Tuesday, February 28, 2017

Reflect of chapter 5 of canvas design
  This chapter is the extra supplement of previous four chapters which tells how to use canvas on mobile device, create collaborations, set up outcomes and rubrics, integrate external apps into canvas and view course analytics and statistics.
  After the chapter reading and relative practice on my own AR course, I almost finished the practice of most canvas features and established a real AR course on canvas.
  At first, I couldn’t log in the canvas app in my phone because I chose a wrong url for access. Fortunately, I figured it out by Angela’s help and Sunny, Sam could also log in the app successfully.
  As you know, the canvas version referred in this book is the old one which suited for users in 2014, so most screenshots showed in chapter are not attached to the newest version which we are using now, particular for mobile device. In this case, the interface of mobile app changes a lot and some features released comparing to the old version.
  For example, the profile in bottom bar was replaced by calendar and removed to the left-top corner, and some features like people and attendance are available now. In addition, collaborations and outcomes are still blocked in app, but they can be opened in browsers as a new window.
  Teachers can view different modules of courses like announcements, calendar, to do list and inbox conversations in mobile app as computer, but it seems like they cannot do specific editing on relative parts and upload document files for assignments in app that it just supports images and video or audio import. The app in mobile device can be a convenient way for quickly course accessing and lightly content editing, teachers need turn to computer version if they want to use rich content editor or other specific operations.
  In the collaborations module of computer version, I have started a new collaborative work about the development of AR by Google Docs. The book introduced the EtherPad for another access to collaboration, but I didn’t find it in the drop-down menu of “collaborate using”. Through the collaborations feature, I can set a collaborative work for groups and arrange students between different groups easily. Students in group need finish the group work collaboratively by Google Docs, It’s really an effective way for teachers to track and credit students’ differentiated work.
  Outcomes module allows teachers to set different outcomes and rubrics for different assignments or courses. To clarify diverse categories of outcomes, teachers can also add different groups for different categories to avoid a mess. Canvas provides common core state standards for English and math teachers that they can import needed common outcomes directly from “find” function and adjust them to their courses based on differentiated purpose. I didn’t use this function because my course is about AR.

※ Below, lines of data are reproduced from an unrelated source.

PR #51, opened 2021-12-06
Specify that MariaDB is needed for setup

Ramen2X:
The SQL script in the repo contains syntax that is intended only for MariaDB and does not work with MySQL. This README change will clear this up.

### DIFF
--- a/README.md
+++ b/README.md
@@ -120,7 +120,7 @@ sudo apt install build-essential
 ## Setting up the environment
 
 ### Database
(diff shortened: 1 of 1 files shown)


Pr3roxDLC:
maybe changing the sql syntax so that it works with both migth be the better solution here

DarwinAnim8or:
What Pr3rox said, fixing the sql is a better option

Issue #4, opened 2021-12-05
Syntax errors in 0_initial.sql


QuirkyTurtle101:
(On windows) Attempting to run 0_initial.sql through the MySQL command line throws the following error:

`ERROR 1064 (42000): You have an error in your SQL syntax; check the manual that corresponds to your MySQL server version for the right syntax to use near 'TABLE accounts (
    id INT NOT NULL AUTO_INCREMENT PRIMARY KEY,
    name VARCHA' at line 1`

Putting the contents of the file through an online MySQL syntax checker throws the same error. I have no experience with MySQL to properly troubleshoot this, but I can only assume it's an issue with the file, rather than on my end, so I'm putting it here.

JoachimFlottorp:
Would also like to note out that MYSQL 8.0.27-0ubuntu0 does not support having a default value set to TEXT
 https://github.com/DarkflameUniverse/DarkflameServer/blob/27dace206b20006a6bfb20624374ed5731179690/migrations/dlu/0_initial.sql#L111

cristobers:
> (On windows) Attempting to run 0_initial.sql through the MySQL command line throws the following error:
> 
> `ERROR 1064 (42000): You have an error in your SQL syntax; check the manual that corresponds to your MySQL server version for the right syntax to use near 'TABLE accounts ( id INT NOT NULL AUTO_INCREMENT PRIMARY KEY, name VARCHA' at line 1`
> 
> Putting the contents of the file through an online MySQL syntax checker throws the same error. I have no experience with MySQL to properly troubleshoot this, but I can only assume it's an issue with the file, rather than on my end, so I'm putting it here.

Try using MariaDB https://mariadb.org/ instead of MySQL. I also had this issue and switching to MariaDB worked for me.

maxdelayer:
I had the same error, and then I removed the `OR REPLACE` from the first two tables and MySQL stopped complaining.

diminikov:
You can also add IF NOT EXISTS in front of CREATE TABLE to replace the effect of OR REPLACE

averysumner:
As stated above, these SQL files are only fully compatible with MariaDB. For now, opt to use MariaDB rather than MySQL.

Pr3roxDLC:
Maybe it should be changed in the ReadMe to say MariaDB instead of MariaDB or MySQL

PR #68, opened 2021-12-07
Make 0_initial.sql compatible with MySQL

Ramen2X:
Adjusts the syntax of 0_initial.sql to be compatible with MySQL while retaining MariaDB support. Changes `CREATE OR REPLACE TABLE` with `DROP TABLE IF EXISTS` + `CREATE TABLE` and wraps the '' in ugc's filename entry in parentheses.

This should close https://github.com/DarkflameUniverse/DarkflameServer/issues/4.

### DIFF
--- a/migrations/dlu/0_initial.sql
+++ b/migrations/dlu/0_initial.sql
@@ -1,4 +1,5 @@
-CREATE OR REPLACE TABLE accounts (
+DROP TABLE IF EXISTS accounts;
+CREATE TABLE accounts (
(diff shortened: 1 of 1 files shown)


MickVermeulen (approved):
LGTM, I just want to test it at a later time before merging, I'll try that tonight.

XenoTrixx (approved):
Works fine in MariaDB and MySQL.
Tested on the latest build of both.

MickVermeulen:
Thank you for helping with testing @XenoTrixx ! I tested on MySQL and that all works great.

PR #76, opened 2021-12-07
Update README.md

jelimoore:
add note about scripts - the scripts folder is necessary for some function to work - and the worldserver complains about not being able to find certain scripts occasionally

### DIFF
--- a/README.md
+++ b/README.md
@@ -157,7 +157,7 @@ certutil -hashfile <file> SHA256
 
 **Setup resource directory**
 * In the `build` directory create a `res` directory if it does not already exist.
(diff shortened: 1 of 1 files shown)


averysumner:
DarkflameServer uses scripts written in C++ that are mapped to the original lua scripts' file names. This isn't needed.

jelimoore:
So how do we fix these entries in the logfiles?

`[06-12-21 21:17:47] [CppScripts]: Attempted to load CppScript for 'scripts\zone\AG\L_ZONE_AG.lua', but returned InvalidScript.`

averysumner:
That is likely a non-essential script as it's not implemented. You would implement a native CppScript (see dScripts) for it, then add an entry to the if/else chain in CppScripts.cpp.

jelimoore:
Gotcha, whenever I see some sort of fail like that in the logs my admin senses start tingling. Thank you for the clarification.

  I embedded the rubric I designed contains specific criteria for grading for group presentation to group assignment about the development of AR. The rubric will be displayed automatically in right area of the SpeedGrader interface and help me a lot on grading students’ assignments authentically. But the problem here is that I still cannot arrange grades weighting for different assignments that the final grade is still the average of all the assignment grades.
  I installed external apps of Khan Academy and YouTube to my course so that I can utilize them directly in the rich content editor and search for something interesting or useful for my course without open a new window for them. It’s really efficient for teachers to find and distribute resource to students.

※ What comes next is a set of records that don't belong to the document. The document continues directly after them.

PR #81, opened 2021-12-07
WIP: Add Docker & Docker Compose Support

jaller200:
This request adds both Docker support via the `Dockerfile`, and Docker Compose support for running everything togeter via the `docker-compose.yml` file.

### DIFF
--- a/Dockerfile
+++ b/Dockerfile
@@ -1,0 +1,55 @@
+# syntax=docker/dockerfile:1
+
+# GCC Base
+FROM gcc:11.2.0 as build
+
+# Set Build Arguments
+#
+# 171022 = Unmodded Client
+# 171023 = DLU Client
+ARG BUILD_VERSION=171022
+ARG BUILD_ARGS=-j12
+
+# Working Directory
+WORKDIR /opt/darkflame-universe
+
+# Copy Source
+COPY ./ /tmp/darkflame-universe/
+COPY docker-entrypoint.sh /docker-entrypoint.sh
+
+# Install Dependencies
+RUN apt update && \
+    apt remove -y libmysqlcppconn7v5 libmysqlcppconn-dev && \
+    apt install -y cmake sudo zlib1g zlib1g-dev
+
+# Install MySQL C++ Connector
+RUN wget https://dev.mysql.com/get/Downloads/Connector-C++/libmysqlcppconn9_8.0.27-1debian11_amd64.deb -O /tmp/libmysqlcppconn.deb && \
+    dpkg -i /tmp/libmysqlcppconn.deb && \
+    rm /tmp/libmysqlcppconn.deb
+
+# Try to build
+RUN cd /tmp/darkflame-universe/ && \
+    sed -i -e "s/171023/${BUILD_VERSION}/g" CMakeVariables.txt && \
+    cat CMakeVariables.txt | grep VERSION && \
+    mkdir -p build && \
+    cd build && \
+    cmake .. && \
+    make ${BUILD_ARGS}
+
+# Copy back to working directory
+RUN mv /tmp/darkflame-universe/build/AuthServer ./AuthServer && \
+    mv /tmp/darkflame-universe/build/ChatServer ./ChatServer && \
+    mv /tmp/darkflame-universe/build/MasterServer ./MasterServer && \
+    mv /tmp/darkflame-universe/build/WorldServer ./WorldServer
+
+# Expose our ports
+EXPOSE 1001/udp
+EXPOSE 2000/udp
+EXPOSE 2005/udp
+EXPOSE 3000-3200/udp
+
+# Set default environment variables
+ENV SERVER_TYPE=debug
+
+# Start the server
+ENTRYPOINT [ "/docker-entrypoint.sh" ]
--- a/docker-compose.yml
+++ b/docker-compose.yml
@@ -53,8 +53,26 @@ services:
       - "8080:80"
     restart: always
 
+  # 
+  # Darkflame Universe
+  # The account manager
   #
-  # Darkflame Universe:
+  dlu-account:
+    build: https://github.com/jaller200/AccountManager.git#main
+    container_name: dlu-account
+    depends_on:
+      - mariadb
+    image: darkflame-universe-account:1.0.0
+    networks:
+      - darkflame_net
+    ports:
+      - "5000:5000"
+    volumes:
+      - "~/Desktop/Files/LU/files/account/credentials.py:/app/credentials.py"
+      - "~/Desktop/Files/LU/files/account/resources.py:/app/resources.py"
+
+  #
+  # Darkflame Universe: 
   # The master server
   #
   dlu-master:
--- a/docker-compose.yml
+++ b/docker-compose.yml
@@ -1,0 +1,94 @@
+version: "3.9"
+services:
+
+  #
+  # Portainer:
+  # Used for managing Docker containers and administration.
+  #
+  portainer:
+    container_name: portainer
+    image: portainer/portainer:latest
+    networks:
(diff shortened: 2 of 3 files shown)


Dockerfile
```diff
@@ -0,0 +1,55 @@
+# syntax=docker/dockerfile:1
+
+# GCC Base
+FROM gcc:11.2.0 as build
```
MickVermeulen, line 4: I'd definitely like to see a multi stage build for a build image and then a runtime image where you copy over the binaries from the build image to the runtime image after you're done building. GCC is a massive container and its binaries are no longer needed when running DLU.

For ref: https://docs.docker.com/develop/develop-images/multistage-build/

docker-compose.yml
```diff
@@ -0,0 +1,112 @@
...
+    container_name: dlu-account
+    depends_on:
+      - mariadb
+    image: darkflame-universe-account:1.0.0
+    networks:
+      - darkflame_net
+    ports:
+      - "5000:5000"
+    volumes:
+      - "~/Desktop/Files/LU/files/account/credentials.py:/app/credentials.py"
```
MickVermeulen, line 71: Instead of hardcoding some arbitrary path here, I'd prefer just using an empty directory in the DLU repository called `docker-config` or something where people can place all the files related to configuration. A benefit to this is that we make no assumptions about the host system and all the config will neatly be in one place. You can push empty directories to Git by placing a .gitkeep in them.

docker-compose.yml
```diff
@@ -0,0 +1,112 @@
...
+    image: darkflame-universe:1.0.0
+    networks:
+      - darkflame_net
+    ports:
+      - "1001:1001/udp"
+      - "2000:2000/udp"
+      - "2005:2005/udp"
+      - "3000-3300:3000-3300/udp"
+    volumes:
+      - "~/Desktop/Files/LU/files/authconfig.ini:/opt/darkflame-universe/authconfig.ini"
```
MickVermeulen, line 95: Here the same applies as for my previous comment about volumes.

MickVermeulen (changes requested):
Overall I really like this setup. I think the docker-compose can definitely help people set this up. I left a few comments in the source that I think would be nice changes to the docker config. Moreover I think it's good to explain in the readme that DLU can be run with Docker, along with some installation steps and build/run commands.

XenoTrixx:
Is there a reason to start an instance of portainer with the DLU-Server?

I guess most "Gamers" would try to run the container in docker desktop anyway.

docker-compose.yml
```diff
@@ -0,0 +1,112 @@
...
+    environment:
+      - MYSQL_ROOT_PASSWORD=password
+    networks:
+      - darkflame_net
+    ports:
+      - "3306:3306"
+    restart: always
+    volumes:
+      - db_data:/var/lib/mysql
+      - db_conf:/etc/mysql
```
XenoTrixx, line 36: I think it could be a good idea to include a default database and user.
So there is no need to create one for the people that dont know how.

```suggestion
  mariadb:
    command: --default-authentication-plugin=mysql_native_password
    container_name: mariadb
    image: mariadb:latest
    environment:
      - MYSQL_ROOT_PASSWORD: password
      - MYSQL_DATABASE: darkflame
      - MYSQL_USER: darkflame
      - MYSQL_PASSWORD: darkflame_pw
    networks:
      - darkflame_net
    ports:
      - "3306:3306"
    restart: always
    volumes:
      - db_data:/var/lib/mysql
      - db_conf:/etc/mysql
```

XenoTrixx (changes requested):

MickVermeulen:
Agree with both comments raised by @XenoTrixx , let's make it so that as much as possible is by default configured for local play. Anyone that wishes to host something publicly can probably deal with the extra setup steps. Regarding the passwords, though, ideally you'd want those in an .env file instead of in the source: we could have an .env.example that contains these default values that people simply need to copy over to an .env as a setup step, simple copy and paste commands like that aren't really an issue to add I think.

Dockerfile
jaller200: Great idea. I left it there for debugging, but I’ll clean it up and move everything to a small container

docker-compose.yml
jaller200: Sounds good to me as well. What about if I put everything in the resources directory for now?

They can put the `credentials.py` and `resources.py` files in the place too if they want, or under an `account` folder there.

docker-compose.yml
jaller200: That's actually a great idea! Also, I only included Portainer for debugging — most won't care, but it might make it easy if we need someone to SSH into a container, for instance.

Although we can always remove if if you feel it's still unnecessary.

Dockerfile
jaller200: Let me try an alpine container and see if I can get it working in that. Theoretically, it _should_ have all necessary runtime dependencies, but it might require installing some extra stuff related to libstdc++. I'm unsure though.

jaller200:
> I guess most "Gamers" would try to run the container in docker desktop anyway.

That's true. I keep forgetting Docker Desktop is a thing now. The only snag I could see is that I'm unsure if `docker-compose` can be run via the desktop app, but otherwise, we may not need it.

However, it might be nice to just include since it makes it super easy to SSH into the box if something goes completely wrong (for example, I made it to where you can set `SERVER_TYPE=debug` to simply `tail -f /dev/null` so the container will run but not start the server for manual debugging).

docker-compose.yml
jaller200: Updated the file paths

docker-compose.yml
jaller200: Updated the file paths

jaller200:
Also linking TheNoim's PR for reference: https://github.com/DarkflameUniverse/DarkflameServer/pull/90

I'm still unsure about whether I like Docker handling the extraction as opposed to just a script run by the user and mirroring the immutable folders, but if it's working, it seems to be a decent setup as well.

XenoTrixx:
> The only snag I could see is that I'm unsure if `docker-compose` can be run via the desktop app, but otherwise, we may not need it.

Docker Desktop does support docker-compose. =) 
grafik

docker-compose.yml
jgkawell: How about we use the approach of a `.env` file like I did in #36 . We could do passwords, paths, etc. all in that file and since Docker automatically reads a `.env` in the working directory into environment variables we can use all of them in the `docker-compose.yml` without having to edit it.

jaller200:
Ahh, wonderful — you learn something new every day!

I'll continue working on getting the script stabilised this evening after work. In the meantime, Noim is working on their own version that includes support for automatically unpacking the client.

luxaritas:
> Regarding the passwords, though, ideally you'd want those in an .env file instead of in the source: we could have an .env.example that contains these default values that people simply need to copy over to an .env as a setup step, simple copy and paste commands like that aren't really an issue to add I think.

FWIW, my personal preferred workflow is to have a `.env` with sensible default values cheked in, and then use a `.env.local` with any overrides. If there are required values to configure, the `.env` can just leave them blank (if you want an example, you can include it in a comment).

MickVermeulen:
@luxaritas yeah can agree with that, wasn't sure if that was a thing in Docker. Although that is indeed my workflow in other projects. If possible, I'd like to see that too.

jaller200:
Changing this to a draft since I believe https://github.com/DarkflameUniverse/DarkflameServer/pull/90 is a more complete solution. I'll continue working there.

averysumner:
Can we close this as #90 has been completed?

MickVermeulen:
Agreed with Avery, will close this.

  Because my AR course is just an experiment for practicing canvas features, I can’t get rich information about students’ activities, submissions and grades from course analytics. But it’s really an effective way for teachers to track students’ learning when they implement canvas for real teaching. And through course statistics, they can easily monitor the running statistics of the course they choose. Teachers can use these two functions to differentiate students’ learning in one course and refine their course by authentic statistics for promoting efficiency.